PR #1289, opened 2020-04-08
Target, board and build

iriark01:
Clarifying that:

- Target isn't another word for board; it's a build tools representation of it.
- What a build is.
- What board is, physically.

### DIFF
--- a/docs/introduction/terms.md
+++ b/docs/introduction/terms.md
@@ -4,7 +4,7 @@
 
 **API** - [Application programming interface](../apis/index.html).
 
-**Application** - An executable module built out of libraries that acts as a final product.
+**Application** - An executable software module built out of libraries that acts as a final product.
 
 **Arm Mbed CLI** - The name of the Arm Mbed [command-line tool](../tools/developing-mbed-cli.html), packaged as `mbed-cli`.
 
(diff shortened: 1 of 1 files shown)


docs/introduction/terms.md
```diff
@@ -26,16 +28,20 @@
 
 **Block Device** - A [file](../porting/porting-storage.html) that represents a device, with data that can be read or written to it in blocks.
 
-**Board** - An Mbed Enabled development board. You can see a [complete list](https://os.mbed.com/platforms/) of Mbed Enabled boards.
+**Board** - Hardware that can run an Mbed OS application. Usually refers to an [Mbed Enabled development board](https://os.mbed.com/platforms/). Its software representation in the build tools is as a target.
```
rosiemiller2: I'm not 100% on a target being a software representation. My understanding was that a target represented a 'destination' for code built by the tools (either physical or abstract). This seems to include boards but I think for convenience rather than having to specify exactly which bits on the board you are flashing to, though you could potentially have a target that was only a part of a board, or a particular mode eg. secure/non-secure?

I am trying to work out if this is consistent with CMSIS packs, since they also use 'target', 'board' and 'device' and you seem to be able to have both a board and a target.

However, I am not sure that including all this complexity here is necessary so maybe this is good as a roughly-correct overview.

iriark01:
On hold until meeting.

rosiemiller2 (approved):
👍

iriark01:
Right. Merging this, and will also add it to 5.15.
There's a lot of work in the docs themselves to get consistent wording, but I didn't want to overload this PR.

PR #1293, opened 2020-04-13
Added Mbed 2 to Mbed OS bare metal porting guide

evedon:


iriark01:
Waiting for engineering review

MarceloSalazar:
Looks good - thanks!

docs/program-setup/bare_metal/mbed2_porting.md
```diff
@@ -0,0 +1,105 @@
+# Porting an Mbed 2 target to Mbed OS 6 bare metal
+
+Mbed OS bare metal provides fewer features compared to a full RTOS platform which makes it suitable for constrained microcontrollers. This document describes how to configure an Mbed 2 target to run in bare metal mode and how to validate the port.
```
hugueskamba: So an RTOS is not suitable for constrained MCUs? A term used on the [bare metal page](https://os.mbed.com/docs/mbed-os/v5.15/reference/mbed-os-bare-metal.html) is "ultraconstrained" maybe consider using it instead.
Also were you trying to compare the bare metal mode with RTOSes in general or with Mbed OS's RTOS?

hugueskamba: When we say Mbed **OS** bare metal do we imply there is an OS? Should it be "Mbed bare metal" or "Mbed OS bare metal mode" instead?

docs/program-setup/bare_metal/mbed2_porting.md
```diff
@@ -0,0 +1,105 @@
...
+
+## Configuring your target
+
+You will use the blinky bare metal Mbed OS example and make it run on your target. The configuration will be validated upon successful compilation of the example.
```
hugueskamba: Not only should it compile, it should also run to be validated.

docs/program-setup/bare_metal/mbed2_porting.md
```diff
@@ -0,0 +1,105 @@
...
+
+The main steps are:
+1. Clone [mbed-os-example-blinky-baremetal](https://github.com/ARMmbed/mbed-os-example-blinky-baremetal).
+1. Edit `targets.json`. In this step, you will configure your target to run in Mbed OS 6 and then add configuration parameters for the bare metal mode.
```
hugueskamba:
```suggestion
1. Edit `targets.json`. In this step, you will configure your target to support Mbed OS 6 and add configuration parameters for the bare metal mode. 
```

docs/program-setup/bare_metal/mbed2_porting.md
```diff
@@ -0,0 +1,105 @@
...
+Mbed OS bare metal provides fewer features compared to a full RTOS platform which makes it suitable for constrained microcontrollers. This document describes how to configure an Mbed 2 target to run in bare metal mode and how to validate the port.
+
+## Configuring your target
+
+You will use the blinky bare metal Mbed OS example and make it run on your target. The configuration will be validated upon successful compilation of the example.
+
+The main steps are:
+1. Clone [mbed-os-example-blinky-baremetal](https://github.com/ARMmbed/mbed-os-example-blinky-baremetal).
+1. Edit `targets.json`. In this step, you will configure your target to run in Mbed OS 6 and then add configuration parameters for the bare metal mode. 
+1. Compile mbed-os-example-blinky-baremetal. In this step, you will validate the configuration and troubleshoot any issue.
```
hugueskamba:
```suggestion
1. Compile and run mbed-os-example-blinky-baremetal. In this step, you will validate the configuration and troubleshoot any issue.
```

docs/program-setup/bare_metal/mbed2_porting.md
```diff
@@ -0,0 +1,105 @@
...
+
+### Clone mbed-os-example-blinky-baremetal
+
+Follow these steps:
```
hugueskamba:
```suggestion
Run the following command:
```

docs/program-setup/bare_metal/mbed2_porting.md
```diff
@@ -0,0 +1,105 @@
...
+1. git clone https://github.com/ARMmbed/mbed-os-example-blinky-baremetal
```
hugueskamba:
```suggestion
1. `git clone https://github.com/ARMmbed/mbed-os-example-blinky-baremetal`
```

docs/program-setup/bare_metal/mbed2_porting.md
```diff
@@ -0,0 +1,105 @@
...
+1. cd mbed-os-example-blinky-baremetal
```
hugueskamba:
```suggestion
```

docs/program-setup/bare_metal/mbed2_porting.md
```diff
@@ -0,0 +1,105 @@
...
+
+### Edit targets.json
+
+Find your target in `targets.json` and update its configuration as described below.
+
+Configure your target to run in Mbed OS 6:
```
hugueskamba:
```suggestion
Configure your target to support Mbed OS 6:
```

docs/program-setup/bare_metal/mbed2_porting.md
```diff
@@ -0,0 +1,105 @@
...
+- Remove the `release_versions` property as it is no longer necessary to specify the list of major versions of Mbed OS that the target supports.
```
hugueskamba:
```suggestion
- Remove the `release_versions` attribute so the target can support any version of Mbed OS post Mbed 2.
```

docs/program-setup/bare_metal/mbed2_porting.md
```diff
@@ -0,0 +1,105 @@
...
+```
+"release_versions": ["2"]
+```
+
+- Add a new property (this property is not supported by the tools yet therefore it is ignored) `supported_application_modes` to indicate that the application mode supported by this target is bare metal.
```
hugueskamba:
```suggestion
- Add the `"supported_application_modes"` attribute to indicate that the application mode supported by this target is bare metal. This attribute is currently ignored by the build tools as it is not yet supported but will be essential once they are updated.
```

docs/program-setup/bare_metal/mbed2_porting.md
```diff
@@ -0,0 +1,105 @@
...
+```
+"release_versions": ["2"]
+```
+
+- Add a new property (this property is not supported by the tools yet therefore it is ignored) `supported_application_modes` to indicate that the application mode supported by this target is bare metal. 
+```
+"supported_application_modes" : ["BARE-METAL"]
+```
+
+- Override the default `supported_c_libs` property to link with the smaller C libraries. Both the ARM and GCC_ARM toolchains support optimized versions of their C standard libraries, microlib and newlib-nano. We recommend using them with the bare metal profile. For each toolchain, if there is enough memory to link with the standard library, then add the corresponding "std" library to the list. For example:
```
hugueskamba:
```suggestion
- Override the default `supported_c_libs` property to link with the smaller C libraries. Both the ARM and GCC_ARM toolchains support optimized versions of the C standard libraries, microlib and newlib-nano respectively. We recommend using them with the bare metal profile to achieve lower memory footprints. The missing features of the standard library are not essential in single threaded applications. For each toolchain, if there is enough memory to link with the standard library, then add the corresponding "std" library to the list. For example:
```

docs/program-setup/bare_metal/mbed2_porting.md
```diff
@@ -0,0 +1,105 @@
...
+
+<span class="notes">**Note:** The IAR toolchain does not have a small C library.</span>
+
+- Set the `c_lib` property to indicate which C library should be linked by the build tools. If your target has `"default_lib": "small"` defined, then replace with `"c_lib" : "small"`. Otherwise add `"c_lib" : "small"`. We recommend that ultra constrained devices running bare metal applications link with the small C libraries by default.
+
+<span class="notes">**Note:** If a toolchain does not support a small C library and `c_lib` is set to `small`, the build tools will revert to linking with the standard C library, provided that it is listed in `supported_c_libs` for the given toolchain.</span>
+
+- If `default_toolchain` is set to `uARM`, then replace with `ARM` and remove `uARM` from `supported_toolchains`. The uARM toolchain, which is the ARMC6 toolchain with the micro C library has been deprecated and it is no longer possible to use it. In the previous step, `c_lib` was set to `small` to ensure that the micro C library will be linked by the tools when using the ARM toolchain.
```
hugueskamba:
```suggestion
- If `"default_toolchain"` is set to `uARM` replace it with `ARM` and remove `uARM` from `"supported_toolchains"`. Support for the uARM toolchain, which is the ARM toolchain with microlib, has been removed. Setting `"c_lib"` to `"small"` ensures microlib is used when the ARM toolchain is selected.
```

docs/program-setup/bare_metal/mbed2_porting.md
```diff
@@ -0,0 +1,105 @@
...
+
+<span class="notes">**Note:** As mentionned above, to successfully build with the ARM micro C library, you might need to replace the content of the TOOLCHAIN_ARM_STD scatter file with that of TOOLCHAIN_ARM_MICRO. This is because the TOOLCHAIN_ARM_MICRO linker file defines a two-region memory model which is necessary to build with microlib.</span>
```
hugueskamba:
```suggestion
<span class="notes">**Note:** As mentioned above, to successfully build with microlib, the target must define a 2-region memory model. You might need to replace the content of the TOOLCHAIN_ARM_STD linker file with that of TOOLCHAIN_ARM_MICRO. The TOOLCHAIN_ARM_MICRO directory was created to host the startup file and linker file to use with the now defunct uARM toolchain (ARM toolchain with microlib), it therefore already includes a linker file that defines a two-region memory model.</span>
```

docs/program-setup/bare_metal/mbed2_porting.md
```diff
@@ -0,0 +1,105 @@
...
+
+- If your board does not have a low power ticker, ensure that tickless is enabled using the microsecond ticker as follows:
+```
+"overrides": {
+    "tickless-from-us-ticker": true
+}
+```
+
+- It might be necessary to reduce the stack size allocated for your target if it does not have enough RAM. The stack size is configured by setting a value for the `boot-stack-size` attribute; this value must be a multiple of 8 for alignment purposes.By default all targets are configured to have a boot stack size of 0x1000 (4096 bytes) in bare metal mode, however, this must be overridden if inadequate for your target. We recommend to reduce the boot stack size to 0x400 (1096 bytes) if your target has 8KB of RAM and to 0x300 if your target has 4KB of RAM.
```
hugueskamba:
```suggestion
- It might be necessary to reduce the stack size allocated for your target if it does not have enough RAM. The stack size is configured by setting a value for the `boot-stack-size` attribute; this value must be a multiple of 8 for alignment purposes. By default all targets are configured to have a boot stack size of 0x1000 (4096 bytes) in bare metal mode, however, this must be overridden if inadequate for your target. We recommend to reduce the boot stack size to 0x400 (1024 bytes) if your target has 8KB of RAM and to 0x300 (768 bytes) if your target has 4KB of RAM.
```

docs/program-setup/bare_metal/mbed2_porting.md
```diff
@@ -0,0 +1,105 @@
...
+```
+"overrides": {
+    "boot-stack-size": "0x400"
+}
+```
+
+### Compile mbed-os-example-blinky-baremetal
```
hugueskamba:
```suggestion
### Build and run mbed-os-example-blinky-baremetal
```

docs/program-setup/bare_metal/mbed2_porting.md
```diff
@@ -0,0 +1,105 @@
...
+
+Compile the example for all three toolchains: `mbed compile -m <YOUR_TARGET> -t <TOOLCHAIN>`.
```
hugueskamba:
```suggestion
Build the application and program your target: `mbed compile -m <YOUR_TARGET> -t <TOOLCHAIN> -f --sterm`.
The application running on the target should print a text on the console. Repeat for all supported toolchains.
```

docs/program-setup/bare_metal/mbed2_porting.md
```diff
@@ -0,0 +1,105 @@
...
+
+## Validating the port
+
+To validate the bare metal target configuration, you will execute the Mbed OS greentea test suite in bare metal mode. A subset of the tests are automatically skipped by the framework because they are not supported in bare metal mode, either because the underlying functionality has not been ported to bare metal or some tests require RTOS features, for examples tests based on multi-threading.
+
+- First, change directory.
+```
+cd mbed-os
+```
+- Then execute the greentea test suite in bare metal mode for both GCC_ARM and ARM toolchains.
```
hugueskamba:
```suggestion
- Then execute the greentea test suite in bare metal mode for the supported toolchains.
```
The [PR to solve the issue with IAR](https://github.com/ARMmbed/mbed-os/pull/12691) has been merged.

docs/program-setup/bare_metal/mbed2_porting.md
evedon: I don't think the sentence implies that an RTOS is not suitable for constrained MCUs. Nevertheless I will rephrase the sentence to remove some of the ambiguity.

Task to complete: Among the lines above, please find those with "evedon" and copy them.

Solution for this problem:
evedon:
evedon: I don't think the sentence implies that an RTOS is not suitable for constrained MCUs. Nevertheless I will rephrase the sentence to remove some of the ambiguity.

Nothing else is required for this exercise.